## REQUIRED WORK
Could you set down exactly the lines of the data below, starting at the one that holds "Required delta (dispatched" and ending at the one that holds "### Mutation evidence", both included, and only those?

Source data

PR #6932, opened 2026-08-17
fix(bridge): resolve converse gemini default via the live registry pin

### LINKED ISSUE #6929: [infra][bridge] converse command still carries a hardcoded legacy gemini default — align with the registry-derived resolution from #6928
Author-declared residual from PR #6928 (which fixed #6915/#6894): the `converse` command's module-level legacy path still hardcodes a gemini default model instead of resolving via `resolve_compat_model`/the live ACP participant registry. Same drift class as #6894 — one small PR to route it through the #6928 resolver. Refs #6928 #6894.

krisztiankoos:
Fixes #6929

## Root cause

Author-declared residual from PR #6928: the `converse` command still hardcoded `gemini-3.1-pro-preview` on both the CLI `--model` default and `converse_gemini()`'s signature. Same drift class as #6894 — an independently hardcoded slug that goes stale on every AGY pin rotation.

## Change

No new mechanism. Alignment onto the #6928 resolver:

- `converse --model` defaults to `None` (never an independently hardcoded slug).
- The handler runs `resolve_compat_model("gemini", model)` so legacy `gemini*` slugs remap to the live AGY pin.
- `converse_gemini()` applies that same resolver, then `registered_participant_model("agy")` when the caller omitted `--model`.

Converse path slug sweep: the only other hardcoded model strings in this path were those two defaults. Nearby `--from default="gemini"` is a seat name, not a model slug. `ask_gemini` / `process_and_respond` still default to `GEMINI_DEFAULT_MODEL` (FLASH / `gemini-2.0-flash`) — out of converse scope, not this PR.

## Tests

- Bare `converse` parser default is `None`; `converse_gemini` signature default is `None` (mutation-checked).
- Simulated pin rotation (`gemini-9.9-flash-high`) moves the converse default and remaps `gemini-3.1-pro-preview`; non-legacy slugs pass through.
- Coverage lives in `tests/ai_agent_bridge/test_process_routing.py` and the top-level flat `tests/test_gemini_bridge.py` that #6928's selection missed.

Mutation-check: restoring the hardcoded default turns all four new tests red.

## Verification

- `ruff check` clean on all touched files.
- Targeted: `tests/test_gemini_bridge.py` + `tests/test_codex_bridge.py` + `tests/ai_agent_bridge/test_process_routing.py` → **60 passed**.
- Broader `tests/ai_agent_bridge/` → **447 passed**, 1 failed: `test_sealed_acp_config_is_parent_owned_and_snapshot_pinned` (`sealed_acp_python_missing` looking for a worktree `.venv`). Same environmental failure #6928 recorded on unmodified main; worktree contract forbids creating `.venv` here.

No auto-merge armed; workers neither merge nor arm.

### DIFF
--- a/scripts/ai_agent_bridge/_cli.py
+++ b/scripts/ai_agent_bridge/_cli.py
@@ -965,7 +965,12 @@ def _build_parser() -> argparse.ArgumentParser:
     converse_parser = subparsers.add_parser("converse", help="Multi-turn conversation with Gemini (includes history)")
     converse_parser.add_argument("content", help="Message content (use '-' to read from stdin)")
     converse_parser.add_argument("--task-id", required=True, help="Conversation thread ID (e.g., 'a1-1-planning')")
-    converse_parser.add_argument("--model", default="gemini-3.1-pro-preview", help="Gemini model")
+    converse_parser.add_argument(
+        "--model",
+        default=None,
+        help="Legacy Gemini model slug; mapped to the AGY seat's live registry pin "
+        "(default: the pin itself — never an independently hardcoded slug)",
+    )
     converse_parser.add_argument(
         "--no-github", dest="no_github", action="store_true", help="Skip auto-posting to GitHub"
     )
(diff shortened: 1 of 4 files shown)


krisztiankoos:

Confirmed: both hardcoded slugs replaced through the merged #6928 resolver with no new mechanism, explicit --model behavior unchanged, the four new tests pin the registry-derived defaults via dynamic pin-rotation (regression to any literal fails the suite), and the diff-context sweep found no remaining hardcoded model slugs on the converse path. The out-of-scope sibling (GEMINI_DEFAULT_MODEL internals) stays banked on #6929.

Review gate passed → arming auto-merge; merges on green blocking CI.

PR #6936, opened 2026-08-17
fix(runtime): pin grok liveness session onto plan.metadata (#6935)

### LINKED ISSUE #6935: [infra][runtime] pin the grok liveness session once discovered — newest-post-snapshot re-pick can bind a later same-cwd peer
Banked from the grok quorum seat on PR #6934 (PASS, non-blocking): the session-selection heuristic re-picks the newest post-snapshot session each poll, so a same-cwd grok session started AFTER the supervised build can steal the liveness bind — a narrower recurrence of #6933's contamination (rare: needs same-cwd concurrent starts, which lane staggering mostly avoids). Prescribed hardening: pin the first-discovered session id onto plan.metadata once bound (also fixes the instance-only snapshot — a plan-only poller can then reproduce the bind), tolerate/document the pre-mkdir startup window against the stall timer, and add tests: newest-steals-bind, split-instance non-resume, GROK_HOME override. Refs #6934 #6933.

krisztiankoos:
## Summary
- Pin the first post-snapshot Grok session id onto `plan.metadata` once discovered, and stamp the build-time child-name snapshot on the plan, so later same-cwd peers cannot steal the liveness bind and a plan-only poller can reproduce it.
- Document the accepted pre-mkdir startup window against the stall timer (stale `sessions_root` until this child appears; missing paths already baseline at `0.0`).
- Add mutation-checked guards: newest-steals-bind, split-instance non-resume, and `GROK_HOME` / `env_overrides`.

## Changes
- `scripts/agent_runtime/adapters/grok_build.py`: metadata keys `liveness_session_id` + `liveness_session_dir_snapshot`; bound-id path after pin/resume
- `tests/test_grok_build_adapter.py`: three new #6935 guards + pin assertion on the peer/home test

## Testing
- [x] `/Users/krisztiankoos/projects/learn-ukrainian/.venv/bin/python -m pytest tests/test_grok_build_adapter.py` — 36 passed
- [x] `ruff check` on touched files — clean
- [x] Mutation checks: clearing the pin lets a later sibling steal; dropping the plan snapshot lets a fresh adapter bind a preexisting peer; ignoring `GROK_HOME` resolves under `~/.grok`

## Related Issues
Fixes #6935
Refs #6934 #6933

### DIFF
--- a/scripts/agent_runtime/adapters/grok_build.py
+++ b/scripts/agent_runtime/adapters/grok_build.py
@@ -348,7 +348,6 @@ class GrokBuildAdapter:
 
         snapshot = self._reset_per_invocation_state(
             cwd=execution_cwd,
-            resume_session_id=resume_session_id,
             env_overrides={},
         )
         metadata: dict[str, object] = {
@@ -457,19 +456,21 @@ class GrokBuildAdapter:
         )
         if discovered_id and not bound:
             # Mutate the plan-owned dict (InvocationPlan is frozen, metadata
-            # contents are not) so subsequent polls keep this bind.
+            # contents are not) so subsequent polls keep this bind. Never pin
+            # onto adapter instance state — a shared adapter serving two plans
+            # would otherwise hand plan B the session id pinned for plan A.
             metadata[_META_LIVENESS_SESSION_ID] = discovered_id
-            self._liveness_session_id = discovered_id
         return paths
 
     def _bound_liveness_session_id(self, metadata: dict[str, object]) -> str | None:
-        """Return resume or pinned liveness session id, if any."""
+        """Return resume or pinned liveness session id from plan metadata only.
+
+        Instance-level bind is intentionally absent: a shared adapter can
+        poll multiple plans, and an instance pin contaminates unpinned peers
+        (#6935 FAIL delta).
+        """
         for key in (_META_RESUME_SESSION_ID, _META_LIVENESS_SESSION_ID):
             raw = metadata.get(key)
-            if isinstance(raw, str) and raw:
-                return raw
-        for attr in ("_resume_session_id", "_liveness_session_id"):
-            raw = getattr(self, attr, None)
             if isinstance(raw, str) and raw:
                 return raw
         return None
@@ -494,12 +495,9 @@ class GrokBuildAdapter:
         self,
         *,
         cwd: Path,
-        resume_session_id: str | None,
         env_overrides: dict[str, str],
     ) -> set[Path]:
         """Snapshot pre-existing cwd-scoped session dirs before launch."""
-        self._resume_session_id = resume_session_id
-        self._liveness_session_id = resume_session_id
         self._session_dir_snapshot = self._snapshot_preexisting_session_dirs(
             cwd, env_overrides=env_overrides
         )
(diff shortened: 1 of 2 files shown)


krisztiankoos:
**Quorum split resolved as FAIL-until-delta: Grok FAIL (domain seat, prescription author) overrides Gemini PASS.**

Blocking finding: the instance-level `_liveness_session_id` fallback bind reintroduces contamination one layer up — a SHARED adapter serving two plans hands an unpinned plan the session id pinned for another, silently keeping a later plan "live" off a peer (false-LIVE, worse than the false-dead deleted-dir case). Pin-on-metadata + snapshot-on-metadata are correct; the instance bind undoes them for the shared-adapter poller.

Required delta (dispatched to the author lane): `_bound_liveness_session_id` reads only `plan.metadata`; instance snapshot fallback may stay, instance bind goes; same-adapter two-plan guard (A pinned, B unpinned → B never gets A's id), mutation-checked. Re-review after.

krisztiankoos:
## FAIL delta applied (author lane)

Dropped instance-level `_liveness_session_id` / `_resume_session_id` fallback from `_bound_liveness_session_id`. Bind now reads **only** `plan.metadata`. Instance snapshot fallback for `liveness_session_dir_snapshot` remains. Discover no longer writes the pin onto adapter instance state.

### Mutation evidence
Restoring the instance bind read **and** `self._liveness_session_id = discovered_id` on discover makes `test_liveness_shared_adapter_two_plans_no_cross_pin` fail: after plan A pins, unpinned plan B on the same adapter resolves to A's session paths instead of `sessions_root` (false-LIVE).

With the fix: A pinned + B unpinned (A in B's snapshot) → B stays on `sessions_root`, then binds its own post-snapshot child — never A's id.

Also added optional `test_liveness_pinned_dir_deleted_mid_run_stays_bound` (false-dead on deleted pin is acceptable).

### Acceptance
- `pytest tests/test_grok_build_adapter.py` → 38 passed
- `ruff check` on touched files → clean
- head: `a6c37970fd` on `cursor/infra-6935-liveness-pin`

Ready for re-review. Not arming auto-merge.

krisztiankoos:
**Re-review at delta head `a6c3797`: Grok PASS (FAIL author satisfied) — with driver evidence-anchoring** (the seat's reply was substantive but tripped the non-evidentiary formality gate, so the concrete references are supplied here from a deterministic diff check):

- Both `self._liveness_session_id` assignment sites removed (discover-write and resume-write); the only remaining textual occurrence is the mutation-check docstring in `tests/test_grok_build_adapter.py`. `_reset_per_invocation_state` no longer carries `_liveness_session_id`/`_resume_session_id`.
- `_bound_liveness_session_id(metadata)` reads plan metadata only (resume, then `liveness_session_id`).
- The two-plan guard builds both plans first, then interleaves polls: asserts `"liveness_session_id" not in plan_b.metadata` while A is bound, B later pins its own `plan-b-session`, and A's pin stays `plan-a-session` throughout — exactly the isolation the FAIL demanded.
- Deleted-pin test documents the accepted false-dead direction.

Grok's non-blocking residual (instance `_session_dir_snapshot` fallback still shared) is accepted as part of the minimum fix — the bind path is isolated; snapshot only gates "new session" detection. Gemini's PASS from round 1 covered the pin lifecycle; quorum complete at this head → arming auto-merge on green CI.

PR #6940, opened 2026-08-17
fix(delegate): ignore concurrent sibling sandboxes in read-only guard

### LINKED ISSUE #6938: [infra][delegate] read-only mutation guard false-fails on concurrent sibling dispatch worktrees — twice on 2026-08-17
Two read-only dispatches today were marked failed with 'read-only checkout mutation detected: .worktrees/dispatch/<other-lane-task>/' while their deliverables completed intact: analyze-776-cursor (tripped on cursor/codeql-path-injection-fix appearing mid-run) and infra-6830-kill-forensics (tripped on cursor/infra-6106-caller-telemetry). The guard's mutation denominator evidently includes sibling dispatch-worktree creation under .worktrees/, so ANY concurrent dispatch falsifies a read-only task's status — statuses lie, drivers must read result files (burn class already documented). Fix at the guard layer: exclude .worktrees/** (other tasks' sandboxes) from a read-only task's mutation scan, or scope the scan to paths the task could actually touch. Guard test: concurrent worktree add during a read-only task ⇒ status stays done. Refs the two task records above.

krisztiankoos:
## Summary
- Read-only mutation guard no longer false-fails when a concurrent sibling `git worktree add` appears under `.worktrees/dispatch/<agent>/<task>/` (#6938).
- Scoping choice: exempt only **newly appeared** layout-A sandbox roots (absent from the pre-snapshot), not a blanket `.worktrees/**` exclude — so a write into an **already-visible** sibling sandbox still trips the guard when the root checkout can see it.
- Residual: writes into a sandbox created in the same window as the concurrent add are indistinguishable from sandbox creation and are not attributed; tasks whose cwd is already inside their own worktree never see sibling paths in the snapshot anyway.

## Changes
- `scripts/delegate.py`: detect `.worktrees/dispatch/<agent>/<task>` roots; skip mutations under roots that were absent pre-run.
- `tests/test_delegate.py`: unit mutation-check + concurrent `git worktree add` stays `done` + inverse task file write still `failed`.

## Testing
- [x] `/Users/krisztiankoos/projects/learn-ukrainian/.venv/bin/python -m pytest tests/test_delegate.py` — 266 passed
- [x] `ruff check scripts/delegate.py tests/test_delegate.py` — clean
- [ ] Website builds without errors (`cd site && npm run build`) — N/A (delegate-only)
- [ ] Ukrainian text reviewed for naturalness — N/A

## Related Issues
Fixes #6938

### DIFF
--- a/scripts/delegate.py
+++ b/scripts/delegate.py
@@ -2279,6 +2279,11 @@ _READ_ONLY_RUNTIME_STATE_SUFFIXES = (
     ".sqlite3-wal",
 )
 _READ_ONLY_UNTRACKED_OR_IGNORED_STATUSES = frozenset({"??", "!!"})
+# Dispatch sandboxes live at ``.worktrees/dispatch/<agent>/<task>/`` (layout A).
+# Concurrent ``git worktree add`` under that prefix must not false-fail a
+# read-only task that is scanning the shared primary checkout (#6938).
+_READ_ONLY_DISPATCH_SANDBOX_PREFIX = (".worktrees", "dispatch")
+_READ_ONLY_DISPATCH_SANDBOX_ROOT_PARTS = 4  # .worktrees / dispatch / agent / task
 
 
 def _normalize_read_only_relpath(path: str) -> str:
@@ -2286,7 +2291,7 @@ def _normalize_read_only_relpath(path: str) -> str:
     normalized = path.replace("\\", "/")
     while normalized.startswith("./"):
         normalized = normalized[2:]
-    return normalized
+    return normalized.rstrip("/")
 
 
 def _is_read_only_runtime_telemetry_path(path: str) -> bool:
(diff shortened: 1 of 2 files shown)


krisztiankoos:
**Dual-family quorum COMPLETE (cursor:auto author): Gemini PASS + Grok PASS**, both against the full inline diff at head.

Both seats confirmed: the exemption is bounded to newly-appeared 4-part layout-A sandbox roots against a snapshot-pure comparison; the same-window residual is honestly named and prefix-bounded; the two inverse guards (task's own write, write under existing sibling) cover the mute/false-pass directions that matter. Grok's non-blocking notes banked for the record: the exemption includes the task's OWN newly-created sandbox (don't later describe it as "only other agents'"), the mute depends on snapshot completeness (don't weaken the snapshot's ignored-file recursion without revisiting), and the global trailing-slash strip is a small behavior widening outside #6938's strict scope — acceptable.

Review gate passed → arming auto-merge; merges on green blocking CI. This also un-lies the statuses of the two false-failed tasks going forward.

## ANSWER
Required delta (dispatched to the author lane): `_bound_liveness_session_id` reads only `plan.metadata`; instance snapshot fallback may stay, instance bind goes; same-adapter two-plan guard (A pinned, B unpinned → B never gets A's id), mutation-checked. Re-review after.

krisztiankoos:
## FAIL delta applied (author lane)

Dropped instance-level `_liveness_session_id` / `_resume_session_id` fallback from `_bound_liveness_session_id`. Bind now reads **only** `plan.metadata`. Instance snapshot fallback for `liveness_session_dir_snapshot` remains. Discover no longer writes the pin onto adapter instance state.

### Mutation evidence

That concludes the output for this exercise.